During pregnancy, conduction disorders are associated with various heart diseases. Sino-aricular conduction problems are caused by weakness of the joint system, the cause of which cannot always be determined.

Pregnancy does not interfere with the installation of a pacemaker if necessary. There are some restrictions in the treatment of pregnant women; they are not prescribed atropine and drugs containing it.

Obstetrics are carried out naturally if there are no severe concomitant diseases.

AVs of the first and second degrees do not affect the woman’s condition; if every second and third contraction falls out of the rhythm, the underlying disease is treated.

For disorders that cause severe symptoms, under the supervision of a doctor, the pregnant woman takes glucocorticoids, not more than 40 mg.

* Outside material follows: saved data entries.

PR #9598, opened 2022-09-26
windows: adjust name/visibility of two internal public functions

vszakats:
According to `docs/INTERNALS.md`, internal function names spanning source files start with uppercase `Curl_`. Bring these two functions in alignment with this.

This also stops exporting them from `libcurl.dll`.

Closes #xxxx


bagder (approved):
:+1:

PR #9600, opened 2022-09-26
http, vauth: always provide Curl_allow_auth_to_host() functionality

monnerat:
This function is currently located in the lib/http.c module and is therefore disabled by the `CURL_DISABLE_HTTP` conditional token.

As it may be called by TLS backends, disabling HTTP results in an undefined reference error at link time.

Move this function to vauth/vauth.c to always provide it and rename it as `Curl_auth_allowed_to_host`() to respect the vauth module naming convention.

### DIFF
--- a/lib/http.c
+++ b/lib/http.c
@@ -721,21 +721,6 @@ CURLcode Curl_http_auth_act(struct Curl_easy *data)
   return result;
 }
 
-/*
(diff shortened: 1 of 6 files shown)


bagder (approved):

bagder:
Thanks!

PR #9605, opened 2022-09-27
configure: deprecate builds with small curl_off_t

bagder:
If curl_off_t turns out to be smaller than 8 bytes, --with-n64-deprecated needs to be used to allow the build to continue. This is to highlight the fact that support for such builds is going away next year.

### DIFF
--- a/configure.ac
+++ b/configure.ac
@@ -3388,6 +3388,18 @@ AC_CHECK_TYPE(long long,
 )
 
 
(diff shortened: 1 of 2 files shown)


bagder:
I tested this by locally bumping the check to check if it is less than `9` bytes instead of `8` - and made sure the command line switch did its job.

jay (approved):

PR #9610, opened 2022-09-27
lib: sanitize conditional exclusion around MIME

monnerat:
The introduction of `CURL_DISABLE_MIME` came with some additional bugs:
- Disabled MIME is compiled-in anyway if SMTP and/or IMAP is enabled.
- `CURLOPT_MIMEPOST`, `CURLOPT_MIME_OPTIONS` and `CURLOPT_HTTPHEADER` are conditioned on HTTP, although also needed for SMTP and IMAP MIME mail uploads.

In addition, the `CURLOPT_HTTPHEADER` and `--header` documentation does not mention their use for MIME mail.

This commit fixes the problems above.

### DIFF
--- a/docs/libcurl/opts/CURLOPT_HTTPHEADER.3
+++ b/docs/libcurl/opts/CURLOPT_HTTPHEADER.3
@@ -37,6 +37,11 @@ Pass a pointer to a linked list of HTTP headers to pass to the server and/or
 proxy in your HTTP request. The same list can be used for both host and proxy
 requests!
 
+When used within an IMAP or SMTP request to upload a MIME mail, the given
+header list establishes the document-level MIME headers to prepend to the
+uploaded document described by \fICURLOPT_MIMEPOST(3)\fP. This does not affect
+raw mail uploads.
+
 The linked list should be a fully valid list of \fBstruct curl_slist\fP
 structs properly filled in. Use \fIcurl_slist_append(3)\fP to create the list
 and \fIcurl_slist_free_all(3)\fP to clean up an entire list. If you add a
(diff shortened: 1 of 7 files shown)


docs/libcurl/opts/CURLOPT_HTTPHEADER.3
```diff
@@ -98,6 +98,9 @@ implies that if you tell libcurl to follow redirects
 in the subsequent request. Redirects can of course go to other hosts and thus
 those servers will get all the contents of your custom headers too.
 
+This option must also be used to set the top-level headers of a MIME mail when
+uploading the latter via SMTP or IMAP.
+
```
jay, line 103: how is this a security concern

bagder:
I was not completely aware of this. I think the man page needs more massaging to better convey this fact. It is even unfortunate that it is named `HTTPHEADER` when in fact then isn't only for HTTP headers.

Should we consider a new alias for this called `REQUESTHEADERS` or something?

docs/libcurl/opts/CURLOPT_HTTPHEADER.3
monnerat: > how is this a security concern

Thanks for pointing this out: I placed the paragraph in a wrong section.

monnerat:
> Should we consider a new alias for this called REQUESTHEADERS or something?

I think we should. We already did this kind of thing (i.e.: `CURLOPT_FTP_SSL`) but at the time of mime coding, I did not want to make a revolution on existing public symbols. Then it came out of my mind.

IMAP and SMTP mime mails use this option because the mime api we implemented supports setting headers on parts only. Mime mail data need to support document-level headers.

We currently already have the (undocumented) `CURLOPT_RTSPHEADERS` alias. As the use in the mime case is not related to the request and is multi-protocol, I think a good alias would be `CURLOPT_MAILHEADERS`. I tried to imagine a more generic name but discarded the use of simply `CURLOPT_HEADERS` because it might be confused with the existing `CURLOPT_HEADER` option. Maybe you have a better idea?

bagder:
(It is of course a bit off topic for this PR)

I think i would prefer a new name to use for the option globally rather than to continue to invent special protocol aliases.

`CURLOPT_SENDHEADERS` ?
`CURLOPT_MYHEADERS` ?

An obvious downside with a name change (even when the old name is still supported) is that this is a very commonly used option so there exist a bazillion examples of its use on stackoverflow and other places online, and they will look worse if we change the name... That could be an argument for just adding an alias like `CURLOPT_MAILHEADERS`.

monnerat:
Documentation updated.  `CURLOPT_HTTPHEADER` **not** renamed.

bagder (approved):

bagder:
Thanks!

PR #9616, opened 2022-09-28
Makefile.m32: various cleanups [ci skip]

vszakats:
- Add `-lcrypt32` just once, and add it always for simplicity.
- Delete broken link and reference to the pre-Vista WinIDN add-on. MS no longer distribute it.
- Delete related `WINIDN_PATH` option. IDN is a system lib since Vista.
- Sync `LIBCARES_PATH` default with the rest of dependencies.
- Delete version numbers from dependency path defaults.
- `libgsasl` package is now called `gsasl`.
- Delete `libexpat` and `libxml2` references. No longer used by curl.
- Delete `Edit the path below...` comments. We advise to predefine those envvars instead.
- `libcares.a` is not an internal dependency anymore. Stop using it as such.
- `windres` `--include-dir` → `-I`, `-F` → `--target=` for readability.
- Delete `STRIP`, `CURL_STRIP`, `AR` references from `src/Makefile.m32`. They were defined, but never used.
- Stop to `clean` some objects twice in `src/Makefile.m32`.
- Delete cvs-specific leftovers.
- Finish resource support in examples make file.
- Delete `-I<root>/lib` from examples make file.
- Fix copyright start year in examples make file.
- Delete duplicate `ftpuploadresume` input in examples make file.
- Sync OpenSSL lib order, `SYNC` support, `PROOT` use, dependency path defaults, variables names and other internal bits between the three make files.
- `lib/Makefile.m32` accepted custom options via `DLL_LIBS` envvar. This was lib-specific and possibly accidental. Use `CURL_LDFLAG_EXTRAS_DLL` envvar for the same effect.
- Fix linking `curl.exe` and examples to wrong static libs with auto-detected OpenSSL 1.0.2 or earlier.
- Add `-lgdi32` for OpenSSL 1.0.2 and earlier only.
- Add link to Novell LDAP SDK and use a relative default path. Latest version is from 2016, linked to an outdated OpenSSL 1.0.1.
- Whitespace and comment cleanups.

Closes #9616

---
TODO:
- Delete built-in detection/logic for OpenSSL 1.0.2 and earlier, the Novell LDAP SDK and the other LDAP SDK (which is _not_ OpenLDAP). Write up the necessary custom envvars to configure them.


jay:
What happens if we always include -lcrypt32, is there some reason not to do that?

vszakats:
@jay: Assuming a crypt32 implib exists, nothing would happen. If it doesn't, link would fail for all builds. With the current patch, it would only fail with Schannel or OpenSSL enabled (which kinda is also _always_). Can't tell off-hand when crypt32 may be missing, but both cmake and autotools make sure to check for it. Maybe to support pre-XP envs?

Anyway, it's a good idea to just add it always.

jay:
Ok. I tried an old version of mingw and -lcrypt32 works there. I'm not sure what other build environments m32 makefiles are meant to support.

vszakats:
If we're a this, `gdi32` is no longer necessary with OpenSSL 1.1.x and up. For older versions it can be added via a custom option. I tend to think we should remove it by default. What do you think?

PR #9677, opened 2022-10-09
CI: add some more jobs from macOS x86_64 for macOS arm64

pheiduck:
Ref/Rebase for: https://github.com/curl/curl/pull/9627
continue: https://github.com/curl/curl/pull/9565

### DIFF
--- a/.cirrus.yml
+++ b/.cirrus.yml
@@ -184,12 +184,12 @@ macos_task:
       env:
         install_packages: nghttp2 openssl
         configure: --enable-debug --disable-shared --disable-threaded-resolver --with-openssl=/opt/homebrew/opt/openssl
-        tflags: -n -t --shallow=25 !FTP
+        TFLAGS: -n -t --shallow=25 !FTP
     - name: macOS arm64 torture-ftp
       env:
         install_packages: nghttp2 openssl
         configure: --enable-debug --disable-shared --disable-threaded-resolver --with-openssl=/opt/homebrew/opt/openssl
-        tflags: -n -t --shallow=20 FTP
+        TFLAGS: -n -t --shallow=20 FTP
 
   env:
     CIRRUS_CLONE_DEPTH: 10
@@ -207,6 +207,6 @@ macos_task:
   compile_script:
     - make V=1 && make V=1 examples && cd tests && make V=1
   test_script:
-    - sudo make V=1 test-ci ${tflags}
+    - sudo make V=1 test-ci
   install_script:
     - sudo make V=1 install
--- a/.cirrus.yml
+++ b/.cirrus.yml
@@ -184,10 +184,12 @@ macos_task:
       env:
         install_packages: nghttp2 openssl
         configure: --enable-debug --disable-shared --disable-threaded-resolver --with-openssl=/opt/homebrew/opt/openssl
+        tflags: -n -t --shallow=25 !FTP
     - name: macOS arm64 torture-ftp
       env:
         install_packages: nghttp2 openssl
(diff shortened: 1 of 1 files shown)


pheiduck:
@mback2k not sure where the Windows CI changes came from

pheiduck:
@bagder This can be merged as it works now as expected. work was done here: https://github.com/curl/curl/pull/9627

.cirrus.yml
```diff
@@ -148,11 +148,51 @@ macos_task:
...
+        install_packages: nghttp2 libressl
+        configure: --enable-debug --with-openssl=/opt/homebrew/opt/libressl
+    - name: macOS arm64 torture
+      env:
+        install_packages: nghttp2 openssl
+        configure: --enable-debug --disable-shared --disable-threaded-resolver --with-openssl=/opt/homebrew/opt/openssl
+    - name: macOS arm64 torture-ftp
+      env:
+        install_packages: nghttp2 openssl
+        configure: --enable-debug --disable-shared --disable-threaded-resolver --with-openssl=/opt/homebrew/opt/openssl
```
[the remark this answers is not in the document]
pheiduck: On x86_64 `torture` and `torture-ftp` also identical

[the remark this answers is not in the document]
mback2k: No, they are not. They use different TFLAGS, see:
https://github.com/curl/curl/blob/master/.github/workflows/macos.yml#L72
and
https://github.com/curl/curl/blob/master/.github/workflows/macos.yml#L77

.cirrus.yml
```diff
@@ -205,6 +207,6 @@ macos_task:
   compile_script:
     - make V=1 && make V=1 examples && cd tests && make V=1
   test_script:
-    - sudo make V=1 test-ci
+    - sudo make V=1 test-ci ${tflags}
```
mback2k, line 210: The `make` command does not take these options as parameter. Instead you need to pass them as environment variables. Since it is an environment variable anyway in the `env:`, it should be enough to uppercase it there and not change the `test_script`.

.cirrus.yml
```diff
@@ -184,10 +184,12 @@ macos_task:
       env:
         install_packages: nghttp2 openssl
         configure: --enable-debug --disable-shared --disable-threaded-resolver --with-openssl=/opt/homebrew/opt/openssl
+        tflags: -n -t --shallow=25 !FTP
```
mback2k, line 187: Use uppercase `TFLAGS:`, reasoning see below.

.cirrus.yml
```diff
@@ -184,10 +184,12 @@ macos_task:
...
     - name: macOS arm64 torture-ftp
       env:
         install_packages: nghttp2 openssl
         configure: --enable-debug --disable-shared --disable-threaded-resolver --with-openssl=/opt/homebrew/opt/openssl
+        tflags: -n -t --shallow=20 FTP
```
mback2k, line 192: Use uppercase `TFLAGS:`, reasoning see below.

mback2k (changes requested):

.cirrus.yml
mback2k: Please try to add the parameter `-E` to `sudo` to make it keep environment variables. Right not it seems TFLAGS is lost.

mback2k: This seems to work now.

pheiduck:
@mback2k I think it is ready for the mainline. We could also optimize the `CFLAGS` later.
I am not sure if we need `sudo -E` to compile then.

mback2k (approved):

mback2k:
Merged via 1de60b18de9db237a5e1f0efca6103b6cb6165cc, but unfortunately I put the wrong PR number into that commit. I am sorry about that.

PR #9687, opened 2022-10-10
cmake: enable more detection on Windows

vszakats:
Enable `HAVE_UNISTD_H`, `HAVE_STRTOK_R` and `HAVE_STRCASECMP` detection on Windows, instead of having predefined values.

With these features detected correctly, CMake Windows builds get closer to the autotools and `config-win32.h` ones.

This also fixes detecting `HAVE_FTRUNCATE` correctly, which required `unistd.h`.

Fixing `ftruncate()` in turn causes a build warning/error with legacy MinGW/MSYS1 due to an offset type size mismatch. This env misses to detect `HAVE_FILE_OFFSET_BITS`, which may be a reason. This patch force-disables `HAVE_FTRUNCATE` for this platform.

Reviewed-by: Daniel Stenberg

Closes #9687


bagder (approved):

vszakats:
The good news is that this fix seems to also somehow fix to correctly detect
`HAVE_FTRUNCATE` with modern MinGW.

The bad new is that this in turn breaks legacy MinGW/MSYS1 builds because 
of the enabled `ftruncate()`:
```
[ 86%] Building C object src/CMakeFiles/curl.dir/tool_operhlp.c.obj
C:/projects/curl/src/tool_operate.c: In function 'post_per_transfer':
C:/projects/curl/src/tool_operate.c:576:48: error: conversion from 'curl_off_t' {aka 'long long int'} to 'off_t' {aka 'long int'} may change value [-Werror=conversion]
  576 |         if(ftruncate(fileno(outs->stream), outs->init)) {
      |                                            ~~~~^~~~~~
[ 86%] Building C object src/CMakeFiles/curl.dir/tool_panykey.c.obj
make[2]: *** [src/CMakeFiles/curl.dir/build.make:456: src/CMakeFiles/curl.dir/tool_operate.c.obj] Error 1
[ 86%] Building C object src/CMakeFiles/curl.dir/tool_paramhlp.c.obj
[ 86%] Building C object src/CMakeFiles/curl.dir/tool_parsecfg.c.obj
```

Is there someone with access to this old env with an idea how to fix it?

vszakats:
Updated to keep `ftruncate()` disabled for old MinGW.

PR #9691, opened 2022-10-10
--url-query for curl

bagder:
This option adds a piece of data, usually a name + value pair, to the end of the URL query part. The syntax is identical to that used for `--data-urlencode` with one extension:

If the argument starts with a `+` (plus), the rest of the string is provided as-is unencoded.
    
This allows users to "build" query parts with options and URL encoding even when not doing GET requests, which the already provided option `-G` (`--get`) is limited to.


bagder:
**Note**

This format does not URL encode the left side of the `name=value` pairs. It assumes that side is already encoded. This was something I decided when I made the `--data-urlencode` option because if it isn't encoded, it might contain a `=` and then we cannot know which is data and which is separator.

The `=content` syntax will URL encode the entire thing.

PR #9697, opened 2022-10-11
test1275: verify upercase after period in markdown

bagder:
Script based on the #9474 pull-request logic, but implemented in perl.

Updated docs/URL-SYNTAX.md accordingly.

Suggested-by: Dan Fandrich


MarcelRaad:
The new script seems to be missing in the release archive:
https://curl.se/dev/log.cgi?id=20221013041732-2358088#prob1

```
+Can't open perl script "/curl-7.86.0-20221013/tests/markdown-uppercase.pl": No such file or directory[LF]
```

PR #9699, opened 2022-10-11
urlapi.c: nitpick grammar in function comment

12932:
because the 'u' in URL is actually a consonant *sound* it is only correct to write "a URL"

sorry this is a bit nitpicky :P

https://english.stackexchange.com/questions/152/when-should-i-use-a-vs-an 
https://www.techtarget.com/whatis/feature/Which-is-correct-a-URL-or-an-URL

### DIFF
--- a/lib/urlapi.c
+++ b/lib/urlapi.c
@@ -116,7 +116,7 @@ static const char *find_host_sep(const char *url)
 }
 
 /*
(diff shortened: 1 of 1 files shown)


12932:
done 👍

bagder (approved):

bagder:
Thanks!

PR #9700, opened 2022-10-11
tool_paramhelp: str2udouble 'max' changed to double

Ricardicus:
It is Hacktoberfest. I found myself here. Nitpicking in this glorious repository.

My LSP told me:

"Implicit conversion from 'long' to 'double' may lose precision"

I therefore thought that I perhaps could make a little PR.

Actually, with this PR; one may now be able to wait even longer for a connection to fail!
And that might also be a good thing.

### DIFF
--- a/src/tool_getparam.c
+++ b/src/tool_getparam.c
@@ -808,7 +808,7 @@ ParameterError getparameter(const char *flag, /* f or -long-flag */
         break;
       case 'c': /* connect-timeout */
         err = str2udouble(&config->connecttimeout, nextarg,
-                          LONG_MAX/1000);
+                          (double)LONG_MAX/1000);
         if(err)
           return err;
         break;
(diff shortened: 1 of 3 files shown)


bagder:
The maximum accepted timeout value for connect timeout is set to be `LONG_MAX/1000` for a reason:

1. [CURLOPT_CONNECTTIMEOUT_MS](https://curl.se/libcurl/c/CURLOPT_CONNECTTIMEOUT_MS.html) accepts a long
2. The option takes a millisecond counter so we multiply the given value by 1000
3. We therefore need the value to be be less than `LONG_MAX/1000` to not overflow/wrap in the math

Ricardicus:
Ok, I see. I will change it back to LONG_MAX/1000

bagder:
> Maybe it should be long all the way?

It parses a double to allow fractions of seconds: `1.234`, but it could certainly store that as milliseconds in a long.

Ricardicus:
I see.. I will think of a way to perhaps not compare a long to a double; that would be the only value in a PR like this hehe.

Ricardicus:
I think this is as far as this PR can go!

bagder (approved):

bagder:
"This branch cannot be rebased due to conflicts"

Can you please rebase on master, fix the issues and force-push?

Ricardicus:
There it is!

bagder:
Thanks!

PR #9255, opened 2022-08-05
fix Cygwin/MSYS compilation

orgads:
_getpid is Windows API. On Cygwin variants it should remain getpid.

Fixes #8220.

Issue #8220, opened 2022-01-03
cmake: curl subdirectory failed build due to getpid within smb.c


trackpadpro:
### I did this

Added cURL as a subdirectory within a CMake build. I am using MbedTLS, but that seems unrelated to this error. When I have more time I will likely try other CMake-compatible libraries. I only started to get this error once I started calling the cURL library within my main.cpp. 

### I expected the following

Everything to build. If I did not alter anything, I got the following:
```
[  0%] Building C object deps/curl/lib/CMakeFiles/libcurl.dir/smb.c.o
/c/Users/Valentin/Downloads/stateSpaceSolver/deps/curl/lib/smb.c: In function 'smb_format_message':
/c/Users/Valentin/Downloads/stateSpaceSolver/deps/curl/lib/smb.c:36:16: warning: implicit declaration of function '_getpid'; did you mean 'getpid'? [-Wimplicit-function-declaration]
   36 | #define getpid _getpid
      |                ^~~~~~~
/c/Users/Valentin/Downloads/stateSpaceSolver/deps/curl/lib/smb.c:371:9: note: in expansion of macro 'getpid'
  371 |   pid = getpid();
      |         ^~~~~~
/c/Users/Valentin/Downloads/stateSpaceSolver/deps/curl/lib/smb.c:36:16: warning: nested extern declaration of '_getpid' [-Wnested-externs]
   36 | #define getpid _getpid
      |                ^~~~~~~
/c/Users/Valentin/Downloads/stateSpaceSolver/deps/curl/lib/smb.c:371:9: note: in expansion of macro 'getpid'
  371 |   pid = getpid();
      |         ^~~~~~
[  0%] Linking C shared library libcurl.dll
/usr/lib/gcc/x86_64-pc-msys/11.2.0/../../../../x86_64-pc-msys/bin/ld: CMakeFiles/libcurl.dir/smb.c.o:smb.c:(.text+0x5aa): undefined reference to `_getpid'
collect2: error: ld returned 1 exit status
```

If I simply commented out the definition of getpid as _getpid, then I got no errors, but my libcurl.dll was not found when running the executable. I am fairly certain that my library inclusion is correct within my project's CMakeLists.txt and main.cpp, so I am assuming that there was a build problem caused by this line change. 

### curl/libcurl version

7.81.0-DEV

### operating system

Windows 10 (CMake through MSYS2 [msys64])

bagder:
[...]

PR #9701, opened 2022-10-11
smb: replace CURL_WIN32 with WIN32

vszakats:
PR #9255 aimed to fix a Cygwin/MSYS issue. It used the `CURL_WIN32` macro, but that one is not defined here, while compiling curl itself. This patch changes this to `WIN32`, assuming this was the original intent.

Regression from 1c52e8a3795ccdf8ec9c308f4f8f19cf10ea1f1a.

Ref: #8220

Closes #9701

/cc @orgads, @MarcelRaad

### DIFF
--- a/lib/smb.c
+++ b/lib/smb.c
@@ -34,7 +34,7 @@
 #include <process.h>
 #ifdef CURL_WINDOWS_APP
 #define getpid GetCurrentProcessId
-#elif defined(CURL_WIN32)
+#elif defined(WIN32)
 #define getpid _getpid
 #endif
 #endif


MarcelRaad:
The PR 9244 in the commit message should be 9255, right?

MarcelRaad (approved):

vszakats:
Maybe this condition could be simplified to never depend on `HAVE_PROCESS_H` on Windows (which is defined by CMake/`config_win32.h`, but not by autotools), and always use the lowest-level pubic Win32 API instead: `GetCurrentProcessId()`. Untested:

```c
#ifdef WIN32
#define getpid GetCurrentProcessId
#elif defined(HAVE_PROCESS_H)
#include <process.h>
#endif
```

Opinions?

vszakats:
@MarcelRaad: You're right, I mis-copy-pasted that one.

PR #9702, opened 2022-10-11
smb: tidy-up getpid on Windows

vszakats:
Always use the `GetCurrentProcessId()` on Windows.

It was always used for UWP apps, leaving other Windows builds with `getpid()` or `_getpid()` dependening on build configuration.

Ref: https://github.com/curl/curl/pull/9701#issuecomment-1274928405

### DIFF
--- a/lib/smb.c
+++ b/lib/smb.c
@@ -30,7 +30,7 @@
 
 #define BUILDING_CURL_SMB_C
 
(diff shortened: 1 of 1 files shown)


vszakats:
Closing in favor of https://github.com/curl/curl/pull/9703

PR #9703, opened 2022-10-11
tidy-up: process.h detection and use

vszakats:
This patch aims to cleanup the use of `process.h` header and the macro `HAVE_PROCESS_H` associated with it.

- `process.h` is always available on Windows. In curl, it is required only for `_beginthreadex()` in `lib/curl_threads.c`.

- `process.h` is also available in MS-DOS. In curl, its only use was in `lib/smb.c` for `getpid()`. But `getpid()` is in fact declared by `unistd.h`, which is always enabled via `lib/config-dos.h`. So the header is not necessary.

- `HAVE_PROCESS_H` was detected by CMake, forced to 1 on Windows and left to real detection for other platforms. It was also set to always-on in `lib/config-win32.h` and `lib/config-dos.h`. In autotools builds, there was no detection and the macro was never set.

Based on these observations, in this patch we:

- Rework Windows `getpid` logic in `lib/smb.c` to always use the equivalent direct Win32 API function `GetCurrentProcessId()`, as we already did for Windows UWP apps. This makes `process.h` unnecessary here on Windows.

- Stop #including `process.h` into files where it was not necessary. This is everywhere, except `lib/curl_threads.c`.

  > Strangely enough, `lib/curl_threads.c` compiled fine with autotools because `process.h` is also indirecty included via `unistd.h`. This might have been broken in autotools MSVC builds, where the latter header is missing.

- Delete all remaining `HAVE_PROCESS_H` feature guards, for they were unnecessary.

- Delete `HAVE_PROCESS_H` detection from CMake and predefined values from `lib/config-*.h` headers.

Closes #xxxx


jay (approved):

vszakats:
Testing an MS-DOS build with this patch, would be helpful. To be on the safe side.

Is there someone in the position to do it?

jay:
> Testing an MS-DOS build with this patch, would be helpful.

@gvanem

vszakats:
Managed to test with MS-DOS, and unless I'm overlooking something, `smb.c` is _excluded_ from MS-DOS builds since 24b30d259caf2317bc38873b2f6ee20dd9682cc7, due to `SIZEOF_CURL_OFF_T == 4` there and SMB requiring 64-bit integers. In that case, the `MSDOS` guard can just be deleted. Does that sound right?

jay:
Yes. FYI I think at one point @bagder or someone mentioned dropping support for 32-bit curl_off_t in [libcurl 8](https://github.com/curl/curl/wiki/libcurl-8) but I can't find the thread.

vszakats:
@jay: I saw the libcurl8 plans. I'm wondering if 64-bit integers are universally missing from MS-DOS compilers, or is it just not implemented in `lib/config-dos.h`? Such integers are supported for file offsets in later MS-DOS editions.

Anyway, as a test, I deleted the `SIZEOF_CURL_OFF_T` condition from `smb.c` and it compiled without warnings with DJGPP. So I think the PR is ready to merge as it is.

bagder:
Yeah, I can't think of any reason why compilers on MS-DOS shouldn't support 64 bit types. I think that was just someone's "mis-thought" when the smb code was written and nobody has bothered about since.

The planned deprecation of builds for systems without 64 bit types is mentioned here: https://curl.se/dev/deprecate.html

gvanem:
@jay 

> Testing an MS-DOS build with this patch, would be helpful.

I have no longer a way to run DOS/djgpp programs. I scrapped my old Win-XP box.

vszakats:
I used these DJGPP builds that run on Linux/macOS/modern-Windows and FreeBSD:
https://github.com/andrewwutw/build-djgpp

vszakats:
More MS-DOS testing revealed that `getpid()` is not declared in `process.h` but in `unistd.h`, which is always included due to `HAVE_UNISTD_H == 1` in `lib/config-dos.h`. It means the MS-DOS-specific lines in `smb.c` are not necessary after all.

vszakats:
I flagged this next-feature-window, but it isn't a feature really. Also well-tested by now.

Any objections to merging?

jay:
> I flagged this next-feature-window, but it isn't a feature really

next-feature-window it doesn't have to be a feature, for example it could be something that has a possibility of breaking builds that's why you're waiting until after the release for the next feature window. there's usually a several day period (like we're in now)  where we can see if a patch release is necessary before the window opens. at this point i'd just wait the few days.

vszakats:
You're right, let's do that!

PR #10692, opened 2023-03-06
Use dynamic ports numbers in pytest suite

icing:
- necessary ports are bound at start of test suite and then given to server fixtures for use.
- this make parallel use of pytest (in separate directories), practically safe for use as OS tend to not reuse such port numbers for a while


bagder:
Thanks!

PR #10693, opened 2023-03-06
Fix HTTP/2 handling of RST and GOAWAY to recognize partial transfers

icing:
- a reset transfer (HTTP/2 RST) did not always lead to the proper error message on receiving its response, leading to wrong reports of a successful transfer
- test_05_02 was able to trigger this condition with increased transfer count. The simulated response errors did not carry a 'Content-Length' so only proper RST handling could detect the abort
- When doing such transfers in parallel, a connection could enter the state where a) it had been closed (GOAWAY received) b) the RST had not been "seen" for the transfer yet or c) the GOAWAY announced an error and the last successful stream id was not checked against ongoing transfers


bagder:
Thanks!

PR #10699, opened 2023-03-07
Adding the pytest suite to github workflows

icing:
Adding pytest to several github workflows

    - added to: ngtcp2-quictls, ngtcp2-gnutls and the linux varians
      quiche, bearssl, libressl, mbedtls, openssl3, rustls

The occurrence of a complete blockade requires measures to urgently hospitalize the woman for resuscitation measures. A temporary effect (until the installation of a pacemaker) in such cases is provided by the following drugs: alupent, atropine, ephedrine, isadrine.

Causes of the disease

Heart rhythm and conduction disturbances can occur due to physiological characteristics and cardiac pathologies.
Sinus tachycardia, for example, develops during physical and emotional stress. Respiratory bradyarrhythmia is normal. Atrial fibrillation and flutter are dangerous. They usually develop against the background of diseases of the cardiovascular system. As a rule, heart rhythm and conduction disturbances occur when:

  • coronary heart disease;
  • vices;
  • arterial hypertension;
  • cardiomyopathy.

Non-cardiac diseases such as:

  • acute poisoning;
  • fever;
  • stomach ulcer;
  • hyperthyroidism;
  • adrenal tumor.

Risk factors for the development of pathology include:

  • smoking and alcohol abuse;
  • obesity;
  • concomitant diseases (mainly the endocrine system).

Symptoms

A slight deviation of the normal pulse (it is by this that the number of blood emissions into the aorta per minute is recorded) does not have any effect on the body. Accordingly, there are no symptoms as such. The deviation is discovered by chance during a cardiogram.

With the development of the third degree of deceleration, Morgagni-Adams-Stokes attacks may occur, and bradycardia is observed. The patient complains of frequent fatigue, cold sweat, shortness of breath with minimal physical activity, frequent loss of consciousness for several seconds, a constant desire to sleep, dizziness, headache (resulting from high blood pressure). Often these patients experience seizures, usually in the lower extremities, where blood stagnation occurs. Often there is a sharp, dull pain in the chest area. Moreover, without previous factors such as physical activity, fatigue, etc. This indicates unspecified chaotic impulses that are supplied to the sinus node.